Zvakwana and Sokwanele are more innovative, leaving fliers in buses or pasted up in small rural shopping areas, distributing "revolutionary" condoms branded with the exhortation to "Get Up, Stand Up", hiding anti-regime messages in matchboxes or wrapping soap or candles in them. Yet these too seem to have had little effect in encouraging people to actively resist the government.
President Mugabe's regime has ruthlessly suppressed even small street protests. Despairing of decisive leadership from the MDC, some regime opponents such as the Roman Catholic Archbishop of Bulawayo, Pius Ncube, are simply praying for the 81-year-old Mugabe's death.

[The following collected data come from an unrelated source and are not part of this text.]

PR #2458, opened 2018-07-25
HHH-12855 - Add query plan compilation statistics

vladmihalcea:
https://hibernate.atlassian.net/browse/HHH-12855

### DIFF
--- a/hibernate-core/src/main/java/org/hibernate/engine/query/spi/QueryPlanCache.java
+++ b/hibernate-core/src/main/java/org/hibernate/engine/query/spi/QueryPlanCache.java
@@ -13,6 +13,7 @@ import java.util.HashMap;
 import java.util.HashSet;
 import java.util.Map;
 import java.util.Set;
+import java.util.concurrent.TimeUnit;
 
 import org.hibernate.Filter;
 import org.hibernate.MappingException;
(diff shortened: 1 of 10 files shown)


vladmihalcea:
@sebersole If you have time, can you take a look on this issue? Thanks.

hibernate-core/src/main/java/org/hibernate/engine/query/spi/QueryPlanCache.java
```diff
@@ -148,13 +149,28 @@ public HQLQueryPlan getHQLQueryPlan(String queryString, boolean shallow, Map<Str
 			throws QueryException, MappingException {
 		final HQLQueryPlanKey key = new HQLQueryPlanKey( queryString, shallow, enabledFilters );
 		HQLQueryPlan value = (HQLQueryPlan) queryPlanCache.get( key );
+		boolean stats = factory.getStatistics().isStatisticsEnabled();
+
 		if ( value == null ) {
+			final long startTime = System.nanoTime();
```
gsmet: It would be nice if we could skip that when statistics are not enabled.

`System.nanoTime()` adds some overhead.

hibernate-core/src/main/java/org/hibernate/engine/query/spi/QueryPlanCache.java
```diff
@@ -148,13 +149,28 @@ public HQLQueryPlan getHQLQueryPlan(String queryString, boolean shallow, Map<Str
...
+				final long microseconds = TimeUnit.MICROSECONDS.convert( endTime - startTime, TimeUnit.NANOSECONDS );
+				factory.getStatistics().queryCompiled( queryString, microseconds );
+			}
+
 			queryPlanCache.putIfAbsent( key, value );
 		}
 		else {
 			LOG.tracev( "Located HQL query plan in cache ({0})", queryString );
+
+			if(stats) {
```
gsmet: Style.

hibernate-core/src/main/java/org/hibernate/stat/internal/QueryStatisticsImpl.java
```diff
@@ -156,6 +182,18 @@ void executed(long rows, long time) {
 		}
 	}
 
+	/**
+	 * add plan statistics report of a DB query
+	 *
+	 * @param microseconds time taken
+	 */
+	void compiled(long microseconds) {
+		log.tracef( "QueryStatistics - query compiled : %s", query );
```
gsmet: We are in the process of removing the other logger calls so let's not add more.

hibernate-core/src/main/java/org/hibernate/stat/internal/QueryStatisticsImpl.java
```diff
@@ -174,12 +212,20 @@ void incrementCachePutCount() {
 		cachePutCount.increment();
 	}
 
+	void incrementPlanCacheHitCount() {
+		log.tracef( "QueryStatistics - plan cache hit : %s", query );
```
gsmet: We are in the process of removing the other logger calls so let's not add more.

hibernate-core/src/main/java/org/hibernate/stat/internal/StatisticsImpl.java
```diff
@@ -172,6 +175,9 @@ public void clear() {
 		deprecatedNaturalIdStatsMap.clear();
 
 		startTime = System.currentTimeMillis();
+
+		queryPlanCacheHitCount.reset();
+		queryPlanCacheMissCount.reset();
```
gsmet: It would be more consistent if these calls were before the `startTime` resolution.

hibernate-core/src/main/java/org/hibernate/stat/internal/StatisticsImpl.java
```diff
@@ -807,7 +806,42 @@ public void queryCachePut(String hql, String regionName) {
...
+		queryPlanCacheMissCount.increment();
 
+		if ( hql != null ) {
+			getQueryStatistics( hql ).compiled( microseconds );
+		}
+	}
+
+	@Override
+	public void queryPlanCacheHit(String hql) {
+		LOG.tracef( "Statistics#queryPlanCachePut( `%s`, `%s` )", hql );
```
gsmet: Same here, let's not add a call to the logger. There's no real value.

gsmet:
Oh and additional comment: we need to add them in the new documentation you recently added.

+ there's a merge conflict you should fix in the logger.

PR #2459, opened 2018-07-26
HHH-12770 - Document @NotFound(action = NotFoundAction.IGNORE) and FetchType.LAZY behavior

vladmihalcea:
https://hibernate.atlassian.net/browse/HHH-12770


documentation/src/main/asciidoc/userguide/chapters/domain/associations.adoc
```diff
@@ -425,6 +425,12 @@ However, you can configure this behavior so that Hibernate can ignore such an Ex
 
 To ignore non-existing parent entity references, even though not really recommended, it's possible to use the annotation `org.hibernate.annotation.NotFound` annotation with a value of `org.hibernate.annotations.NotFoundAction.IGNORE`.
 
+[NOTE]
+====
+`@ManyToOne` and `@OneToOne` associations annotated with `@NotFound(action = NotFoundAction.IGNORE)` are always fetched eagerly
```
JWGmeligMeyling: Is this true for `OneToOne`'s though? Seems to only check the FK direction (because this is not sufficient you proposed to change it to `!constrained`, which is correct). Didn't see the handling for `@NotFound(Ignore)` there. Does `@NotFound(Ignore)` set `!constrained`?

vladmihalcea: @JWGmeligMeyling There's a test for `@OneToOne` too. It's for the child-side where it replicates just like for `@ManyToOne`.

gsmet:
+1 to merge to master only.

PR #2460, opened 2018-07-26
HHH-11209 NullPointerException in EntityType.replace() with a PersistentBag

gbadner:

### DIFF
--- a/hibernate-core/src/main/java/org/hibernate/collection/internal/AbstractPersistentCollection.java
+++ b/hibernate-core/src/main/java/org/hibernate/collection/internal/AbstractPersistentCollection.java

"People in Zimbabwe, myself included, pray that God should take him because we can't change anything here," Archbishop Ncube said. "We are under constant oppression. There's nowhere to run. He has all the guns and all the aircraft. All the laws are on his side. Parliament is just his rubber stamp. He divided the churches and bought some support from them."
Dr Ncube said the MDC general strike was badly organised. But David Coltart, a prominent MDC lawmaker, said it had limited effect because the regime did not care about damage to the economy.
"Clearly, we have to change tack now. We have got to have peaceful strategies that will make this regime wake up."
Most regime opponents agree they need a new approach, but few have specific ideas on what forms of protest might work.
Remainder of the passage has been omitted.